Should not be a regular thing though, it is used more so when they suffer from bloat and/or are sick. I feed my fish a varied diet, from white worms/grindal worms to golden pearls and artison's betta pro. Varied depending on size/age.


----------



## aemaki09 (Oct 23, 2012)

I feed mine 3 pellets 2x per day on weekdays, 1x/day weekends.
1 or 2 times a week I'll give them frozen bloodworms as a treat

Only if one of them gets bloated from me accidently feeding to much do I fast them.


----------



## LittleBettaFish (Oct 2, 2010)

I feed my wilds a staple diet of live blackworms supplemented with live white worms, frozen brine shrimp, frozen bloodworms and live grindal worms. Some of them will take pellets very grudgingly so they get pellets once in a while. 

My splendens get fed 4-5 NLS pellets once a day but they also get treats of live blackworms and frozen foods every so often. 
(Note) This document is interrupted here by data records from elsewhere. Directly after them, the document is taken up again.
PR #38, opened 2026-08-06
fix: correct provider replay and refresh behavior

SaladDay:
## Summary

- Use provider-owned unit identities for marker replay and raw cursor lookup, including Kimi's directory-backed sessions.
- Preserve orphan failure evidence and effective inactive visibility without rendering empty orphan tool-result bubbles.
- Keep destructive rebuilds, schema upgrades, and desktop refresh/rebuild behavior safe across invalid settings, incomplete inventories, and concurrent ownership.

Follow-up to #23. This PR is independent of and compatible with #37.

## Verification

Environment: Obelisk 0.2.0 (CLI 0.2.2), Node.js v24.1.0, npm 11.3.0.

- `npm test`: 423/423 passed
- Combined locally with #37: 425/425 passed
- Fixed-seed Pi 0.83.0 differential: seed `0x5eedc0de`, 512 cases, 18,124 entries, 11,586 messages, 2,230 compactions, and 1,060 orphan-parent cases
- `npm run typecheck`
- `npm run build:core`
- `npm run build:cli`
- `npm run build:skill`
- `npm run lint`: 0 errors (4 existing test warnings)
- `git diff --check`

### DIFF
--- a/app/src/main/index.ts
+++ b/app/src/main/index.ts
@@ -12,6 +12,7 @@ import { buildRecapExportQuery } from './recap-capture-query.ts';
 import { buildEditorUrl, DEFAULT_EDITOR_SCHEME, EDITOR_SCHEMES, resolveFileReference } from './file-reference.ts';
 import { acquireWriterLease, writerLockPathFor } from '../../../packages/core/src/writer-lease.ts';
 import { migrateCoreSchemaColumns } from '../../../packages/core/src/schema-migrations.ts';
+import { storedSessionCursor } from '../../../packages/core/src/provider-indexing.ts';
 import { createBuiltinProviderRegistry } from '../../../packages/core/src/providers/builtins.ts';
 import {
   createConfiguredBuiltinProviderRuntime,
@@ -269,10 +270,11 @@ function appendWhere(sql, params, clause) {
 }
 
 function startIndexerService({ buildOnStart = false } = {}) {
+  if (indexerService) return indexerService;
   const paths = getRuntimePaths();
   if (latestSettingsError !== null) return null;
   migrateLegacyDbIfNeeded(paths);
-  indexerService = createIndexerService({
+  const service = createIndexerService({
     projectsDir: paths.projectsDir,
     watchDirs: paths.providerRegistry.watchRoots(paths.providerRoots),
     buildIndex: async ({ reason, changedPaths }) => {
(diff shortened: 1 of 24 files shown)


tommy0103 (commented):
Verified this PR against the review checklist from #37's thread: all 12 issues introduced by #23 are fixed, and the fixes are real (traced the mechanisms, not just the description). Full suite passes locally (423/423), and the combination with #37 merges cleanly with 425/425.

Remaining low-severity findings from this pass — none blocking merge:

1. **Incomplete-inventory retry has no backoff (must-fix, tracked in #40)** — the new `incompleteInventory` branch in `app/src/main/indexer-service.ts` schedules a full inventory retry every `heartbeatMs` (30 s) forever if the failure is persistent (e.g. a permanently unreadable subdirectory under a provider root). Each retry is a full provider scan plus `openDb()` + `notifyIndexUpdated()`, so renderer refreshes and disk IO are spammed for the app's lifetime. Please add backoff and/or a consecutive-failure cap. Filed as #40 — must be fixed, but does not block merging this PR.
2. **`rethrowUnlessSchemaBlocked` can mask the original error** (`packages/core/src/core.ts`) — any query/sandbox error (including a bug in a user's CodeAct script) triggers a writer-lease acquisition, and if the schema is genuinely not ready the user sees `schema upgrade is blocked by writer_busy/daemon_active` instead of their original `TypeError`. Bounded impact, but the misattribution will confuse.
3. **Orphan `failures()` rows vanish under time filters** (`packages/core/src/query.ts`) — `buildWhere` binds the timestamp alias to `rm.timestamp`, which is NULL for orphan rows, so any `after`/`before`-bounded `failures()` call drops them again; they also sort last under `ORDER BY rm.timestamp DESC` and can be cut by `limit`. Inherent trade-off of preserving the evidence, but worth documenting.
4. **Disabled-provider stub now inherits the real `raw()`** (`packages/core/src/provider-settings.ts`) — after a root is de-configured, previously indexed sessions remain raw-readable from the provider's default root instead of returning null. Harmless for indexing (discover returns `[]`), but please confirm this behavior change is intended.
5. **`sessionDirectoryFromWirePath` is a layout heuristic** (`packages/core/src/providers/kimi.ts`) — a workspace directory literally named `agents` containing a session directory named `main` would be misread as canonical layout. Practically unreachable with kimi's generated IDs; a comment noting the assumption would suffice.
6. **Residual settings clobber path** (`app/src/renderer/src/views/Settings.vue`) — `browseSourcePath` still calls a full `loadSettings()`, so an uncommitted Recap path edit is still lost if the user picks a source folder via the OS dialog mid-edit. Minor since the dialog steals focus anyway.
7. Cosmetic: the rebuild error shown in Settings carries Electron's IPC prefix (`Error invoking remote method 'settings:rebuildIndex': Error: ...`).

Approving from my side — please land this together with #37 (verified compatible in both merge orders, no conflicts).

I don't really have a strict schedule. Occasionally I will miss a day or two because I forget or get busy. Only fish that get fed two to three times a day are the fry and juveniles I am growing out.


----------



## prosthetik (Oct 5, 2012)

I feed mine pellets twice a day, one in the morning & two at night, & once a week frozen bloodworms which they go nuts over lol.


----------



## fgradowski (Nov 27, 2012)

I feed Algernon about 2-3 freeze-dried bloodworms in the morning and about 4 micropellets before bed. I've had him for a month and this seems to be working fine for me.


----------



## Hershey (Sep 28, 2012)

I feed 4 pellets every other day, with FD bloodworms once a week. My girls get greedy though and try to munch on the snails. :u


----------



## Hershey (Sep 28, 2012)

fgradowski said:


> I feed Algernon about 2-3 freeze-dried bloodworms in the morning and about 4 micropellets before bed. I've had him for a month and this seems to be working fine for me.


I love that story.


----------



## fgradowski (Nov 27, 2012)

Hershey said:


> I love that story.


Flowers for Algernon? All of my pets have some sort of theme with their names. Dogs have real people names. Cat has a Disney name. So I had to come up with a theme for my fish names. I came up with characters from some of my favorite books! Algernon is my first fish, but I realized if I ever got a female I'd have to name her Miss Kinnian! :-D


----------



## Hershey (Sep 28, 2012)

fgradowski said:


> Flowers for Algernon? All of my pets have some sort of theme with their names. Dogs have real people names. Cat has a Disney name. So I had to come up with a theme for my fish names. I came up with characters from some of my favorite books! Algernon is my first fish, but I realized if I ever got a female I'd have to name her Miss Kinnian! :-D


Yup! c: And I see, that's creative.


----------



## Destinystar (May 26, 2012)

I give Perseus 3 or 4 Atison`s Pro in the morning and at night he gets 2 of those and 2 NLS . He really likes the freeze dried bloodworms but he only gets those as a treat now and then.


----------



## ImStillLearning (Nov 23, 2012)

Last night I was feeding Damon,and as I was going to feed Stefan (they share a tank), he leaped out of the water to take the food out of my hand like such a fatty! Scared the bejesus out of me! I've experienced my first official Betta attack!


----------



## Olek (Mar 2, 2015)

So far I give my betta 3-4 pieces of "bite sized" flakes two times a day
(morning n' evening) 
Frozen blood worms one time a week, and one or two days of fasting to be sure he wont get a belly problem. And gonna give him a piece of pea if he seems to need it after faste day


----------



## BettaBoy51 (Nov 13, 2013)

AM 7-8 Attisons betta pro pellets
afternoon 5-7 brine shrimp
night 5-7 bloodworms
(all frozen and 2 days a week they get live blackworms and brine shrimp)


----------



## BettaStarter24 (Mar 24, 2014)

I used to feed 6 tetra betta plus mini floating pellets 1x a day but recently switched to 3-4 NLS betta formula 1 mm semi floating pellets 2x a day.


----------



## violettec (Jan 3, 2015)

Oliver gets 3 NLS Betta formula pellets at night and either frozen bloodworms, mysis, or brine shrimp in the morning. For some reason, he will only eat the pellets at night.


----------



## Sadist (Jan 1, 2015)

I give mine 3-4 pellets in the morning and evening. I don't have a set day for frozen things, so sometimes I thaw some out in the fridge and feed that to them for a few days instead. Monday is fasting day, but I have to give my male a pellet to help with his fin regrowth and deter fin biting. Both of my fish beg for food every time I come into the room


----------



## SplashyBetta (Jul 28, 2014)

I'm not on an exact schedule. Usually goes somewhat like this:
HBH betta pellets daily.
Frozen blood worms 1-2x weekly.
Frozen brine shrimp 1-2x weekly.
I skip 1-2 days a week usually to let them clear out their systems.
Sometimes I'll feed more frozen treats one week just because.


----------